CyclicLR

class paddle.optimizer.lr. CyclicLR ( base_learning_rate: float, max_learning_rate: float, step_size_up: int, step_size_down: Optional[int] = None, mode: Literal['triangular', 'triangular2', 'exp_range'] = 'triangular', exp_gamma: float = 1.0, scale_fn: Optional[Callable[[float], float]] = None, scale_mode: Literal['cycle', 'iterations'] = 'cycle', last_epoch: int = -1, verbose: bool = False ) [source]

Set the learning rate according to the cyclic learning rate (CLR) scheduler. The scheduler regards the process of learning rate adjustment as one cycle after another. It cycles the learning rate between two boundaries with a constant frequency. The distance between the two boundaries can be scaled on a per-iteration or per-cycle basis.

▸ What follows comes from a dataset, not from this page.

PR #2028, opened 2025-04-09
samples: Adds optional device selection to some samples

apram0d:
Updates CLI argument parsing in C++ and Python samples to allow optional specification of the device (e.g., CPU, GPU, NPU).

It has been proposed in Cyclic Learning Rates for Training Neural Networks.

According to the paper, the cyclic learning rate schedule has three built-in scale methods:

“triangular”: A basic triangular cycle without any amplitude scaling.
“triangular2”: A basic triangular cycle that reduce initial amplitude by half each cycle.
“exp_range”: A cycle that scales initial amplitude by scale function which is defined as \(gamma^{iterations}\) .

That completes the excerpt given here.